Olson's complaint claims that alleged improper bond-trade profits totaled ``at least tens if not hundreds of millions of dollars.''

`Many of these fees are thousands of dollars despite the fact that municipal brokers' costs for these near riskless transactions are minimal,'' Olson said in a press release distributed Business Wire.

Citigroup spokesman Dan Noonan didn't return telephone calls seeking comment. Morgan Stanley spokeswoman Judy Hitchen declined to comment. UBS spokesman Paul Marrone didn't immediately return a call seeking comment. Merrill spokesman Michael Duvally said he may comment later. A spokesman for Bear Stearns was unavailable for comment. The rest of the banks declined comment.

An Investor Guide

Olson's Web site repackages data issued by the Municipal Securities Rulemaking Board, a panel that issues rules and regulations on registering municipal bonds. The board began collecting information in 1994 on municipal-bond trades, including prices dealers pay for bonds and what they charge their customers.

The information, designed to help investors calculate the worth of their holdings, is available on a next-day basis for bonds that trade three or more times a day.

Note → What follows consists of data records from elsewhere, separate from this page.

PR #878, opened 2024-09-03
fix(telegram_bot_token): Regex must match just bot tokens

jfagoagas:
* **Please check if the PR fulfils these requirements**

- [x] All CI checks are green
```
(venv) ➜  time python -m pytest tests/plugins/telegram_token_test.py
================================================================================ test session starts =================================================================================
platform darwin -- Python 3.11.9, pytest-7.4.3, pluggy-1.5.0
rootdir: /private/tmp/detect-secrets
plugins: xdist-3.6.1
collected 6 items

tests/plugins/telegram_token_test.py ......                                                                                                                                    [100%]

================================================================================= 6 passed in 0.05s ==================================================================================
python -m pytest tests/plugins/telegram_token_test.py  0,21s user 0,04s system 96% cpu 0,262 total
```

This PR fixes a bug with the TelegramBotToken since some AWS ARNs were matched against it due to the regex configured in the `deny_list`.

* **What is the current behaviour?**

The following AWS ARN `arn:aws:sns:aaa:111122223333:aaaaaaaaaaaaaaaaaaassssssdddddddddddd` matches against the TelegramBotToken when the `verify` option is not enabled, but it should not be needed to be verified since it is not.

This match because the regex is not enough restrictive from the beginning and the end.

* **What is the new behaviour (if this is a feature change)?**
Add the start-of-line `^` and end-of-line `$` character to reduce false positives.

No.
* **Other information**:

### DIFF
--- a/detect_secrets/plugins/telegram_token.py
+++ b/detect_secrets/plugins/telegram_token.py
@@ -15,7 +15,7 @@ class TelegramBotTokenDetector(RegexBasedDetector):
 
     denylist = [
         # refs https://core.telegram.org/bots/api#authorizing-your-bot
-        re.compile(r'\d{8,10}:[0-9A-Za-z_-]{35}'),
+        re.compile(r'^\d{8,10}:[0-9A-Za-z_-]{35}$'),
     ]
 
     def verify(self, secret: str) -> VerifiedResult:  # pragma: no cover
--- a/tests/plugins/telegram_token_test.py
+++ b/tests/plugins/telegram_token_test.py
@@ -13,6 +13,7 @@ class TestTelegramTokenDetector:
             ('7213808860:AAH1bjqpKKW3maRSPAxzIU-0v6xNuq2-NjM', True),
             ('foo:AAH1bjqpKKW3maRSPAxzIU-0v6xNuq2-NjM', False),
             ('foo', False),
+            ('arn:aws:sns:aaa:111122223333:aaaaaaaaaaaaaaaaaaassssssddddddddddddd', False)
         ],
     )
     def test_analyze(self, payload, should_flag):
--- a/tests/plugins/telegram_token_test.py
+++ b/tests/plugins/telegram_token_test.py
@@ -8,7 +8,7 @@ class TestTelegramTokenDetector:
     @pytest.mark.parametrize(
         'payload, should_flag',
         [
-            ('bot110201543:AAHdqTcvCH1vGWJxfSe1ofSAs0K5PALDsaw', True),
+            ('110201543:AAHdqTcvCH1vGWJxfSe1ofSAs0K5PALDsaw', True),
             ('110201543:AAHdqTcvCH1vGWJxfSe1ofSAs0K5PALDsaw', True),
             ('7213808860:AAH1bjqpKKW3maRSPAxzIU-0v6xNuq2-NjM', True),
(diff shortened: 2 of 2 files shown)


tests/plugins/telegram_token_test.py
```diff
@@ -8,11 +8,12 @@ class TestTelegramTokenDetector:
     @pytest.mark.parametrize(
         'payload, should_flag',
         [
-            ('bot110201543:AAHdqTcvCH1vGWJxfSe1ofSAs0K5PALDsaw', True),
+            ('110201543:AAHdqTcvCH1vGWJxfSe1ofSAs0K5PALDsaw', True),
```
jfagoagas, line 11:
```suggestion
            ('bot110201543:AAHdqTcvCH1vGWJxfSe1ofSAs0K5PALDsaw', False),
```

jfagoagas:
Pinning @lorenzodb1 @KevinHock @domanchi to see if this can get a review soon. Thanks in advance!!

detect_secrets/plugins/telegram_token.py
```diff
@@ -15,7 +15,7 @@ class TelegramBotTokenDetector(RegexBasedDetector):
 
     denylist = [
         # refs https://core.telegram.org/bots/api#authorizing-your-bot
-        re.compile(r'\d{8,10}:[0-9A-Za-z_-]{35}'),
+        re.compile(r'^\d{8,10}:[0-9A-Za-z_-]{35}$'),
```
lorenzodb1, line 18: Reading the Telegram docs, I found that

>The token looks something like 123456:ABC-DEF1234ghIkl-zyx57W2v1u123ew11

which I assume means there's a specific format in terms of which characters will be upper case and which will be lower case. If that's correct, would you mind making the regex more accurate?

jfagoagas: Hello @lorenzodb1 I'm not sure if that's accurate since they also states this in their documentation

> The token is a string, like 110201543:AAHdqTcvCH1vGWJxfSeofSAs0K5PALDsaw, which is required to authorize the bot and send requests to the Bot API. Keep your token secure and store it safely, it can be used by anyone to control your bot.

https://core.telegram.org/bots/features#creating-a-new-bot

jfagoagas: The regex configured is the same as Trufflehog's https://github.com/trufflesecurity/trufflehog/blob/57802abf5276961426482ace808057016c714958/pkg/detectors/telegrambottoken/telegrambottoken.go#L27

lorenzodb1 (approved):
Thank you for your contribution!

jfagoagas:
Hello @lorenzodb1 is there any ETA to have this included in a new release? Is something we do really need and we are trying not to vendor/fork the repository.

Thank you!

jfagoagas:
@lorenzodb1 @KevinHock @domanchi Any updates for a new release? Thanks!

lorenzodb1:
@jfagoagas we're planning to make a release soon. Either @jpdakran or myself will make one. Thank you for your patience.

jfagoagas:
@lorenzodb1 @jpdakran any updates on the release?

jfagoagas:
@lorenzodb1 @jpdakran any updates on the release? It's been almost a year since the last one.

jfagoagas:
@lorenzodb1 @jpdakran any updates on the release? It's been more than a year since the last one. Please let us know what are the plans to keep maintaining this tool.

Issue #852, opened 2024-06-09
KeywordDetector plugin doesn't detect secrets which start with a symbol


gpflaum:
* **I'm submitting a ...**
  - [X] bug report
  - [ ] feature request

* **What is the current behavior?**

The KeywordDetector plugin doesn't detect secrets which start with a symbol. The [comments in keyword.py](https://github.com/Yelp/detect-secrets/blob/5ee30bfb93128b3d74d8993c0000122b20270081/detect_secrets/plugins/keyword.py#L84) say it will "find secrets that starts with symbols or alphanumeric characters". That used to work, but a [change](https://github.com/Yelp/detect-secrets/pull/442/files#diff-e6de82b29d51ff0d50bb9a4951479046f43f6dad3d40ba27e3dd7e2a9f6fda8b) made in #442 to address a [performance problem](https://github.com/Yelp/detect-secrets/pull/418#issuecomment-811980908) broke this. After that change it only finds secrets which start with word characters (`\w`): letters, digits, or underscore.

* **If the current behavior is a bug, please provide the steps to reproduce and if possible a minimal demo of the problem**

Create a file `leading_symbol.properties`:
```properties
# KeywordDetector does not find this secret:
a_password = +eTxoi3271x
# It does find this secret:
b_password = eTxoi3271x+
```
detect-secrets and detect-secrets-hook only find the second secret, don't find the secret with a leading symbol:
```
% detect-secrets-hook leading_symbol.properties
ERROR: Potential secrets about to be committed to git repo!

Secret Type: Secret Keyword
Location:    leading_symbol.properties:4

Possible mitigations:
  - For information about putting your secrets in a safer place, please ask in
    #security
  - Mark false positives with an inline `pragma: allowlist secret`
    comment

If a secret has already been committed, visit
https://help.github.com/articles/removing-sensitive-data-from-a-repository
```

* **What is the expected behavior?**

KeywordDetector should find secrets that start with a symbol.

* **Please tell us about your environment:**
  - detect-secrets Version: 1.5
  - Python Version: 3.11.2
  - OS Version: macOS Sonoma
  - File type (if applicable): various

nandakumar649:
Hi,

Could you please update the latest on this issue. I am facing similar issue when the passwords begin with special characters, the plugin is not detecting the secret.

clintonsteiner:
https://github.com/Yelp/detect-secrets/pull/911
This pr is related - currently only scanning things within a string quotation

PR #971, opened 2026-07-01
fix(keyword): detect secrets whose value starts with a symbol

Synvoya:
## Summary

`KeywordDetector` silently misses any secret whose value starts with a non-word symbol (`-`, `+`, `@`, `!`, `$`, …). Because the responsible `SECRET` sub-pattern is shared by every keyword regex, the miss spans every file type (YAML, Terraform, Python, INI/properties, …) and both quoted and unquoted values.

## Symptom

```python
>>> from detect_secrets.plugins.keyword import KeywordDetector
>>> kd = KeywordDetector()
>>> bool(kd.analyze_line(filename='x.properties', line='password = eTxoi3271x', line_number=1))
True
>>> bool(kd.analyze_line(filename='x.properties', line='password = +eTxoi3271x', line_number=1))
False      # identical value with a leading '+' is missed
>>> bool(kd.analyze_line(filename='x.tf', line='password = "-mytokenvalue123"', line_number=1))
False      # quoted, still missed
```

## Root cause

`detect_secrets/plugins/keyword.py`:

```python
SECRET = r'(?=[^\v\'"]*)(?=\w+)[^\v\'"]*[^\v,\'"`]'
```

The `(?=\w+)` is a zero-width lookahead anchored at position 0, so it forces the *first* character of the value to be `\w` (`[A-Za-z0-9_]`). A leading non-word symbol fails it, so the value is never matched. The adjacent comment states the intent is to *"find secrets that start with symbols or alphanumeric characters"* — the opposite of what the anchor does.

Simply removing the anchor over-corrects: it reintroduces two false positives the anchor had been suppressing as a side effect — the delimiter whitespace gets captured (`password: ${link}` → secret `' ${link}'`), and `${...}` template interpolations get treated as secrets.

## Fix

Replace the single position-0 anchor with three explicit guards that isolate each concern:

```python
SECRET = r'(?!\$\{)(?=\S)(?=[^\v\'"]*\w)[^\v\'"]*[^\v,\'"`]'
```

- `(?!\$\{)` — keep excluding `${...}` interpolations.
- `(?=\S)` — the value must start with a non-whitespace character, so the leading delimiter whitespace is consumed by the surrounding `\s*` rather than captured as the secret.
- `(?=[^\v'"]*\w)` — keep the "at least one word character somewhere" guard, so values made purely of symbols/whitespace are still rejected.

This detects symbol-leading secrets while preserving every existing false-positive guard.

## Verification

- Added leading-symbol regression cases (`LEADING_SYMBOL_SECRET`) to both the `CONFIG_TEST_CASES` and `QUOTES_REQUIRED_TEST_CASES` blocks in `tests/plugins/keyword_test.py`; they fail before this change and pass after.
- Full `tests/plugins/keyword_test.py`: **360 passed**. Every existing `None`-expected guard — `${link}`, the pure-symbol `SYMBOL_SECRET`, empty quotes — still passes.
- `flake8` clean on both changed files.


gpflaum:
Fixes #852
I haven't tested the fix, but that issue describes the problem fixed by this PR.

Issue #953, opened 2026-04-01
Still alive?


guettli:
The last release was almost two years ago.

Is this project still alive?

Dear maintainers, it is 100% ok if you say "We have no longer time for this project".

If this is the case, please tell us, so that the community finds a solution.

Thank you for `detect-secrets`!

BTW, I will switch to [gitleaks](https://github.com/gitleaks/gitleaks). It is actively maintained, and has MIT license.

lorenzodb1:
Hello 👋🏼  I'm a former maintainer of this project. I'll see if I can get ahold of someone in the team I was part of and get an answer for this.

Until then: I recall a discussion around this same topic back when I was a _Yelper_ (https://github.com/Yelp/detect-secrets/issues/473) and one of the options proposed by @KevinHock was creating an agnostic organisation ([detect-secrets-oss](https://github.com/detect-secrets-oss)) that would take over the project and maintain it. Obviously, some time has passed, but personally I’d be open to returning as a maintainer in my free time, if that’s acceptable to the current project owners. Even that would still be better than the current complete inactivity.

guettli:
@lorenzodb1 I switched to git-leaks. Does it make sense to keep detect-secrets alive? If "yes", then "why?". Which features does detect-secrets have, which are missing in other tools?

lorenzodb1:
@guettli I'm not familiar with gitleaks so I can't really form an opinion on whether it's worth keeping detect-secrets alive. That being said, I don't see the existence of a "competing" project as a valid reason to stop maintaining this one.

barseghyanartur:
@lorenzodb1 

It's a very useful project. Why is it not maintained? I assume it was created for a business need. Does Yelp switched to something else?

lorenzodb1:
@barseghyanartur as I'm not longer working for Yelp, I have no idea whether they switched to something else or they're still using it.

KevinHock:
Hey @calvinli 👋🏼 hope you're doing well, are you still at Yelp? 

Thoughts on:
> Hello 👋🏼 I'm a former maintainer of this project. I'll see if I can get ahold of someone in the team I was part of and get an answer for this.

[...]

PR #987, opened 2026-07-28
Support scanning directories outside cwd

### LINKED ISSUE #986: scan --all-files <path outside cwd> silently returns an empty result set (exit 0, no diagnostic)
### Summary

When the scan target is a path outside the current working directory, `detect-secrets scan
--all-files` returns `{"results": {}}` and exits 0. No warning, no error, no diagnostic. The output
is indistinguishable from a genuinely clean scan.

The failure direction is the dangerous one: it reports **safe**.

### Reproduction

Self-contained; nothing outside these commands is needed.

```console
$ mkdir -p demo && printf 'DEEPSEEK_API_KEY=PLACEHOLDER-VALUE-NOT-A-KEY\n' > demo/a.md

# 1. Target inside cwd — found.
$ detect-secrets scan --all-files demo | jq -c .results
{"demo/a.md":[{"type":"Secret Keyword","filename":"demo/a.md","hashed_secret":"...","is_verified":false,"line_number":1}]}

# 2. Same bytes, same filename, absolute path outside cwd — NOT found.
$ T=$(mktemp -d) && cp demo/a.md "$T/a.md"
$ detect-secrets scan --all-files "$T" | jq -c .results
{}
$ echo $?
0

# 3. Same directory, but as cwd — found again.
$ cd "$T" && detect-secrets scan --all-files . | jq -c .results
{"a.md":[{"type":"Secret Keyword","filename":"a.md","hashed_secret":"...","is_verified":false,"line_number":1}]}
```

Identical bytes, identical filename, identical plugin set. **The only variable is whether the target
sits inside the working directory**, and the difference between "found" and "silently not found" is
not reported anywhere in the output or the exit code.

Version: `detect-secrets` 1.5.0, Python 3.12, Linux.

### Impact

The natural way to scan anything that is not already a checkout — git history, CI artefacts, an
extracted archive, container layers — is to materialise the content into a temporary directory and
scan that:

```python
with tempfile.TemporaryDirectory() as td:
    # ... write every blob from `git rev-list --objects --all` into td ...
    subprocess.run(["detect-secrets", "scan", "--all-files", td])
```

`tempfile.TemporaryDirectory()` returns a path under `/tmp`, outside cwd. **This pattern reports
clean on every input, always, and gives no indication that it examined nothing.**

We hit it building a git-history scanner. The first version reported clean over 206 blobs while
three deliberately planted credentials sat in the history it was scanning. It was caught only
because those credentials had been planted first, specifically to check that the scanner worked
before its results were believed. Without that step the false clean scan would have been shipped and
trusted.

### Suggested fix

Any of these removes the trap; the first two are the minimum, and the second is worth having on its
own:

1. **Fail loudly.** If the resolved target lies outside cwd and no files are collected, exit
   non-zero with a diagnostic naming the reason.
2. **Report the number of files actually scanned**, so an empty result is distinguishable from an
   empty scan. `0 files scanned` is unambiguous where `{}` is not — and a scanner that cannot say
   how much it examined cannot be audited.
3. Support absolute paths outside cwd, if the restriction is incidental rather than intentional.

**The restriction does not appear to be documented.** `detect-secrets scan --help` describes the
`path` argument only as *"Scans the entire codebase and outputs a snapshot of currently identified
secrets"*, with no mention of the working directory, and the README contains no reference to `cwd`,
the current working directory, absolute paths, or scanning outside a directory. So a user has no way
to learn the constraint short of hitting it — and hitting it produces no signal. **The silence is the
defect regardless of what the docs say**, but as things stand the behaviour is both undocumented and
unreported.

**"Found nothing" and "looked at nothing" are the two results a security tool must never conflate.**

### Related issues

Searched before filing; none of these looks like the same defect, but they are adjacent and a
maintainer may want to link them:

- **#870** (open) — same *symptom*, an empty `results` object, but its comments diagnose a Windows
  UTF-8 encoding problem, and the scan there is of the current repository rather than an outside
  path.
- **#876** (open) — nested directories *inside* a repository, scanned from within it. Different
  situation.
- **#34** (closed, 2018) and **#224** (closed, 2019) — the closest historical matches, both in this
  area and both predating the 1.0 rewrite. #224 in particular reports
  `detect-secrets scan --all-files /tmp/sometemp/*` finding only some files, and was closed after
  the reporter worked around it with `shopt globstar` rather than after a fix. **Neither addresses
  the silence**, which is the part that makes this dangerous rather than merely inconvenient.

Filing as a new issue rather than commenting on any of the above, because the closest two are closed
and pre-1.0 and the two open ones have different causes. Happy to have it merged into an existing
thread if a maintainer sees it differently.

### Workaround

Set `cwd` to the directory being scanned and pass `.` as the target:

```python
subprocess.run(["detect-secrets", "scan", "--all-files", "."], cwd=td)
```

Eljees:
- [ ] Docs have been added / updated (not applicable; this restores the documented `--all-files` behavior)
- [ ] All CI checks are green

Bug fix.

`detect-secrets scan --all-files <path>` silently collects no files when the explicit directory is outside the current working directory, producing an empty result with exit code 0. Fixes #986.

Explicit paths outside the current working directory are resolved and scanned. Files reached through symlinks that escape the explicitly requested directory remain excluded.

No.

* **Other information**:

Targeted regression tests: `python -m pytest tests/core/baseline_test.py tests/core/scan_test.py -q` (18 passed).


Eljees:
Ping - open since 28 July with no review. It makes scanning work for directories outside the current working directory; I can add more test coverage if that would help.

gpflaum:
@Eljees Yelp abandoned this project. See #953.

Eljees:
Thanks for the pointer. #953 is still unanswered and there have been no commits on main since April, so I will close this rather than leave it sitting in the queue. Happy to reopen if the project picks up again.

PR #997, opened 2026-09-15
Detect secrets in type-annotated assignments (Fixes #780)

### LINKED ISSUE #780: Secrets followed by type hint are not detected
* **I'm submitting a ...**
  - [x] bug report
  - [ ] feature request

The current algorithm is not able to detect secrets with type hint. E.g. `my_password: str = "bar"`
 is not detected.

* **What is the expected behavior?**
I expect that `detect_secrets` warns if someone tries to set a secret as a default value.

```python
def my_very_secret_function(my_password: str = "bar"):
    pass
```

MRX-72:
## Summary

The keyword plugin did not detect a secret assigned with a type annotation, for example:

```python
my_password: str = "bar"
api_key: Optional[str] = "sk-abc"
```

Both are missed on `main`, while the un-annotated `my_password = "bar"` is detected. This is common in Python and TypeScript codebases, so real secrets in annotated assignments slip through.

## Cause

For Python (and the other quotes-required file types), `FOLLOWED_BY_EQUAL_SIGNS_QUOTES_REQUIRED_REGEX` expects the assignment operator to follow the keyword directly:

```
{denylist}({closing})?{whitespace}(={1,3}|!==?){whitespace}({quote})({secret})(\4)
```

A `: str` annotation sits between the keyword and the `=`, so the pattern does not match.

## Fix

Add an optional, **non-capturing** type-annotation segment between the keyword and the operator:

```python
OPTIONAL_TYPE_ANNOTATION = r'(?:{whitespace}:{whitespace}[^\v=]+?)?'
```

- Non-capturing (`(?:...)`) so it does not shift the existing regex group numbers or the `..._TO_GROUP` mappings.
- The annotation may not contain `=` or a line break, so a match stays within one annotated assignment.

Only `FOLLOWED_BY_EQUAL_SIGNS_QUOTES_REQUIRED_REGEX` is touched (the regex used for Python, TypeScript/JS, Java, Swift, Terraform, CLS). No other regex, group index, or file type changes.

## Verification

Now detected:

```
my_password: str = "…"          -> secret found
api_key: Optional[str] = "…"     -> secret found
password:str="…"                 -> secret found (no surrounding spaces)
```

Still correctly ignored (no false positives):

```
password: str                    -> no assignment, no match
if password: return "…"          -> not an assignment, no match
```

- New parametrized cases added to `QUOTES_REQUIRED_TEST_CASES` (they run across every quotes-required file type).
- `pytest tests/plugins/` — 770 passed.
- `flake8 --max-line-length 100` clean on both files (matches `.pre-commit-config.yaml`).
- Re-scanning the repo against `.secrets.baseline` surfaces no new findings, so the self-scan hook is unaffected.

Fixes #780


MRX-72:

Olson's Web site assigns a ``red flag'' when trades on the same bond vary by more than four percent of the security's face value in a single day.

The banks improperly charged customers markups as high as five percent on secondary market sales involving low-risk, AAA and AA bonds in the last four years, according to Olson's complaint. He also charges that the banks failed to disclose information about profits from such sales.